• _Aim of the exercise_: The records that follow are to be repeated exactly, in full.

[Start of Attachment]

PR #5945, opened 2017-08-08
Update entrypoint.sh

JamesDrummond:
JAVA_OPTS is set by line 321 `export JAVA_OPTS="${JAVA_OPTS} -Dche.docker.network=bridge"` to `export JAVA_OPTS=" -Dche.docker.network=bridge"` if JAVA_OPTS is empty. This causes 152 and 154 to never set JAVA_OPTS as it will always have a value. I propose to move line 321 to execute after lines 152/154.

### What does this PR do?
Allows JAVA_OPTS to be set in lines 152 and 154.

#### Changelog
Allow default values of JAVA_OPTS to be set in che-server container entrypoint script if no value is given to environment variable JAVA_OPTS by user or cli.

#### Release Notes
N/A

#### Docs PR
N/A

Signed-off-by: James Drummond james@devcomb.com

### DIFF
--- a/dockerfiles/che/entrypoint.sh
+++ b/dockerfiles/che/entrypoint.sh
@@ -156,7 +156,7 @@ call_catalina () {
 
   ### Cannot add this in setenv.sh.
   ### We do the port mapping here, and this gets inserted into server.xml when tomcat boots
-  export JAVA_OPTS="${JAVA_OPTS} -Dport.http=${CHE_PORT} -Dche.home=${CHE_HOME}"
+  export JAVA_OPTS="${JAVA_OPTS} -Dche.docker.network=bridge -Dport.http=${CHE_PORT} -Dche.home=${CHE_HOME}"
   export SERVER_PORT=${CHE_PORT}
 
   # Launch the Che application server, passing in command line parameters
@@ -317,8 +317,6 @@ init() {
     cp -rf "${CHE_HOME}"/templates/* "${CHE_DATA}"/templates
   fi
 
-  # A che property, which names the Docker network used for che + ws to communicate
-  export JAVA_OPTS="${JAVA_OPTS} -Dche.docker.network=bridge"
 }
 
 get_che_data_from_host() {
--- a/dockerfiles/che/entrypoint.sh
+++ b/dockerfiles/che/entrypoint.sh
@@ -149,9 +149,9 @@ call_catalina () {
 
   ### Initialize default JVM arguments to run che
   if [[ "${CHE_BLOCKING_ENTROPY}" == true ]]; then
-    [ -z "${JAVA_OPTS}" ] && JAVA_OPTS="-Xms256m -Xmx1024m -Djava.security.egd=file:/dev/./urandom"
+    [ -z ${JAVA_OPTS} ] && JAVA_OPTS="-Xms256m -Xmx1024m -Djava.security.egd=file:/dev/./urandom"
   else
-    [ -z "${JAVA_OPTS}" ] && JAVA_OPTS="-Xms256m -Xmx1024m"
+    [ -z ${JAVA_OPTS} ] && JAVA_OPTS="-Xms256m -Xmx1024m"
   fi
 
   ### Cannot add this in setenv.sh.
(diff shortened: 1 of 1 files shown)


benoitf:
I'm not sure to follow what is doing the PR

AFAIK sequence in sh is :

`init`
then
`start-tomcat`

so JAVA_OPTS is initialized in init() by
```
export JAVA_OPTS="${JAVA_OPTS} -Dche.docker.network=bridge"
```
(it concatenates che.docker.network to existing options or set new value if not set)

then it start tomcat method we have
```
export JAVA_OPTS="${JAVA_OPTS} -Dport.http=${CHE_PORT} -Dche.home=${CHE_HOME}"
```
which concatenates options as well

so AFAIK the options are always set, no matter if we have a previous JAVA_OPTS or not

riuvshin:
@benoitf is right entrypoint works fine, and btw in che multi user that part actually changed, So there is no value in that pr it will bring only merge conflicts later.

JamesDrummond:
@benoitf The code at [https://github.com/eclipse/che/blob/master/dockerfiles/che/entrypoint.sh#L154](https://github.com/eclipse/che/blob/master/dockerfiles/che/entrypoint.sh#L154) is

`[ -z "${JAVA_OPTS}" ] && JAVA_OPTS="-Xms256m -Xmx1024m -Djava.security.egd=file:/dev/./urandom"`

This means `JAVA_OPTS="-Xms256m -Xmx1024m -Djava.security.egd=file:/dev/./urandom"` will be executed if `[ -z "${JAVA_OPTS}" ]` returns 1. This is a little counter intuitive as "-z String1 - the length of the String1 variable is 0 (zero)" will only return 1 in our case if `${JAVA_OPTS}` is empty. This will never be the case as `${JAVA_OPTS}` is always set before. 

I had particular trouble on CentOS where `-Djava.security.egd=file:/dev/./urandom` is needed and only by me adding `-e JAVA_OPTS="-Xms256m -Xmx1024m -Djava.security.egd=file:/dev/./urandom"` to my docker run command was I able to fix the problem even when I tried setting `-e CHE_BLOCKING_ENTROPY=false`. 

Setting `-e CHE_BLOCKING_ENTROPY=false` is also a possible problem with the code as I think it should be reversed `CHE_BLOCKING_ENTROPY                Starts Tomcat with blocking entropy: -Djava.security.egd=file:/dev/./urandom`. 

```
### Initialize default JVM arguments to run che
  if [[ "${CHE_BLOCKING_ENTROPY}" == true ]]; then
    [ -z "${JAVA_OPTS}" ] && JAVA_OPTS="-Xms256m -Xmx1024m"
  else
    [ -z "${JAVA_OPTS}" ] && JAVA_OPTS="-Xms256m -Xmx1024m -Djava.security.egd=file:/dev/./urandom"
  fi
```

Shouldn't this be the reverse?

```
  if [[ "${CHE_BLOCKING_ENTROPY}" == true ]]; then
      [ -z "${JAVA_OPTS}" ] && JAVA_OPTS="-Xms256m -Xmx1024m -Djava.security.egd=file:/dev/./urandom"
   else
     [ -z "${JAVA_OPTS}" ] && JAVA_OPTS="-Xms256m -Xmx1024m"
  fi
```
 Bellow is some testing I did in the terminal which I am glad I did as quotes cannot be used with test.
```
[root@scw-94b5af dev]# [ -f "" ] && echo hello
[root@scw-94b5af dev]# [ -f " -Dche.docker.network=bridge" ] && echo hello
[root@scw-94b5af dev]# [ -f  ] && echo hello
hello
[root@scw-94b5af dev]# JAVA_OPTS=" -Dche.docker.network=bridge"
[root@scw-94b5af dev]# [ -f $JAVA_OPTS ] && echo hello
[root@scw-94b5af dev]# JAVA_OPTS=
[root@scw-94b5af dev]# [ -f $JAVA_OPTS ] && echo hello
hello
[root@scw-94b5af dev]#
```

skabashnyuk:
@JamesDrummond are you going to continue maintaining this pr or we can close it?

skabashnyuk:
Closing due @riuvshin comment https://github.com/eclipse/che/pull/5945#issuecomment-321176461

[End of Attachment]

• _Reply_:
PR #5945, opened 2017-08-08
Update entrypoint.sh

JamesDrummond:
JAVA_OPTS is set by line 321 `export JAVA_OPTS="${JAVA_OPTS} -Dche.docker.network=bridge"` to `export JAVA_OPTS=" -Dche.docker.network=bridge"` if JAVA_OPTS is empty. This causes 152 and 154 to never set JAVA_OPTS as it will always have a value. I propose to move line 321 to execute after lines 152/154.

### What does this PR do?
Allows JAVA_OPTS to be set in lines 152 and 154.

#### Changelog
Allow default values of JAVA_OPTS to be set in che-server container entrypoint script if no value is given to environment variable JAVA_OPTS by user or cli.

#### Release Notes
N/A

#### Docs PR
N/A

Signed-off-by: James Drummond james@devcomb.com

### DIFF
--- a/dockerfiles/che/entrypoint.sh
+++ b/dockerfiles/che/entrypoint.sh
@@ -156,7 +156,7 @@ call_catalina () {
 
   ### Cannot add this in setenv.sh.
   ### We do the port mapping here, and this gets inserted into server.xml when tomcat boots
-  export JAVA_OPTS="${JAVA_OPTS} -Dport.http=${CHE_PORT} -Dche.home=${CHE_HOME}"
+  export JAVA_OPTS="${JAVA_OPTS} -Dche.docker.network=bridge -Dport.http=${CHE_PORT} -Dche.home=${CHE_HOME}"
   export SERVER_PORT=${CHE_PORT}
 
   # Launch the Che application server, passing in command line parameters
@@ -317,8 +317,6 @@ init() {
     cp -rf "${CHE_HOME}"/templates/* "${CHE_DATA}"/templates
   fi
 
-  # A che property, which names the Docker network used for che + ws to communicate
-  export JAVA_OPTS="${JAVA_OPTS} -Dche.docker.network=bridge"
 }
 
 get_che_data_from_host() {
--- a/dockerfiles/che/entrypoint.sh
+++ b/dockerfiles/che/entrypoint.sh
@@ -149,9 +149,9 @@ call_catalina () {
 
   ### Initialize default JVM arguments to run che
   if [[ "${CHE_BLOCKING_ENTROPY}" == true ]]; then
-    [ -z "${JAVA_OPTS}" ] && JAVA_OPTS="-Xms256m -Xmx1024m -Djava.security.egd=file:/dev/./urandom"
+    [ -z ${JAVA_OPTS} ] && JAVA_OPTS="-Xms256m -Xmx1024m -Djava.security.egd=file:/dev/./urandom"
   else
-    [ -z "${JAVA_OPTS}" ] && JAVA_OPTS="-Xms256m -Xmx1024m"
+    [ -z ${JAVA_OPTS} ] && JAVA_OPTS="-Xms256m -Xmx1024m"
   fi
 
   ### Cannot add this in setenv.sh.
(diff shortened: 1 of 1 files shown)


benoitf:
I'm not sure to follow what is doing the PR

AFAIK sequence in sh is :

`init`
then
`start-tomcat`

so JAVA_OPTS is initialized in init() by
```
export JAVA_OPTS="${JAVA_OPTS} -Dche.docker.network=bridge"
```
(it concatenates che.docker.network to existing options or set new value if not set)

then it start tomcat method we have
```
export JAVA_OPTS="${JAVA_OPTS} -Dport.http=${CHE_PORT} -Dche.home=${CHE_HOME}"
```
which concatenates options as well

so AFAIK the options are always set, no matter if we have a previous JAVA_OPTS or not

riuvshin:
@benoitf is right entrypoint works fine, and btw in che multi user that part actually changed, So there is no value in that pr it will bring only merge conflicts later.

JamesDrummond:
@benoitf The code at [https://github.com/eclipse/che/blob/master/dockerfiles/che/entrypoint.sh#L154](https://github.com/eclipse/che/blob/master/dockerfiles/che/entrypoint.sh#L154) is

`[ -z "${JAVA_OPTS}" ] && JAVA_OPTS="-Xms256m -Xmx1024m -Djava.security.egd=file:/dev/./urandom"`

This means `JAVA_OPTS="-Xms256m -Xmx1024m -Djava.security.egd=file:/dev/./urandom"` will be executed if `[ -z "${JAVA_OPTS}" ]` returns 1. This is a little counter intuitive as "-z String1 - the length of the String1 variable is 0 (zero)" will only return 1 in our case if `${JAVA_OPTS}` is empty. This will never be the case as `${JAVA_OPTS}` is always set before. 

I had particular trouble on CentOS where `-Djava.security.egd=file:/dev/./urandom` is needed and only by me adding `-e JAVA_OPTS="-Xms256m -Xmx1024m -Djava.security.egd=file:/dev/./urandom"` to my docker run command was I able to fix the problem even when I tried setting `-e CHE_BLOCKING_ENTROPY=false`. 

Setting `-e CHE_BLOCKING_ENTROPY=false` is also a possible problem with the code as I think it should be reversed `CHE_BLOCKING_ENTROPY                Starts Tomcat with blocking entropy: -Djava.security.egd=file:/dev/./urandom`. 

```
### Initialize default JVM arguments to run che
  if [[ "${CHE_BLOCKING_ENTROPY}" == true ]]; then
    [ -z "${JAVA_OPTS}" ] && JAVA_OPTS="-Xms256m -Xmx1024m"
  else
    [ -z "${JAVA_OPTS}" ] && JAVA_OPTS="-Xms256m -Xmx1024m -Djava.security.egd=file:/dev/./urandom"
  fi
```

Shouldn't this be the reverse?

```
  if [[ "${CHE_BLOCKING_ENTROPY}" == true ]]; then
      [ -z "${JAVA_OPTS}" ] && JAVA_OPTS="-Xms256m -Xmx1024m -Djava.security.egd=file:/dev/./urandom"
   else
     [ -z "${JAVA_OPTS}" ] && JAVA_OPTS="-Xms256m -Xmx1024m"
  fi
```
 Bellow is some testing I did in the terminal which I am glad I did as quotes cannot be used with test.
```
[root@scw-94b5af dev]# [ -f "" ] && echo hello
[root@scw-94b5af dev]# [ -f " -Dche.docker.network=bridge" ] && echo hello
[root@scw-94b5af dev]# [ -f  ] && echo hello
hello
[root@scw-94b5af dev]# JAVA_OPTS=" -Dche.docker.network=bridge"
[root@scw-94b5af dev]# [ -f $JAVA_OPTS ] && echo hello
[root@scw-94b5af dev]# JAVA_OPTS=
[root@scw-94b5af dev]# [ -f $JAVA_OPTS ] && echo hello
hello
[root@scw-94b5af dev]#
```

skabashnyuk:
@JamesDrummond are you going to continue maintaining this pr or we can close it?

skabashnyuk:
Closing due @riuvshin comment https://github.com/eclipse/che/pull/5945#issuecomment-321176461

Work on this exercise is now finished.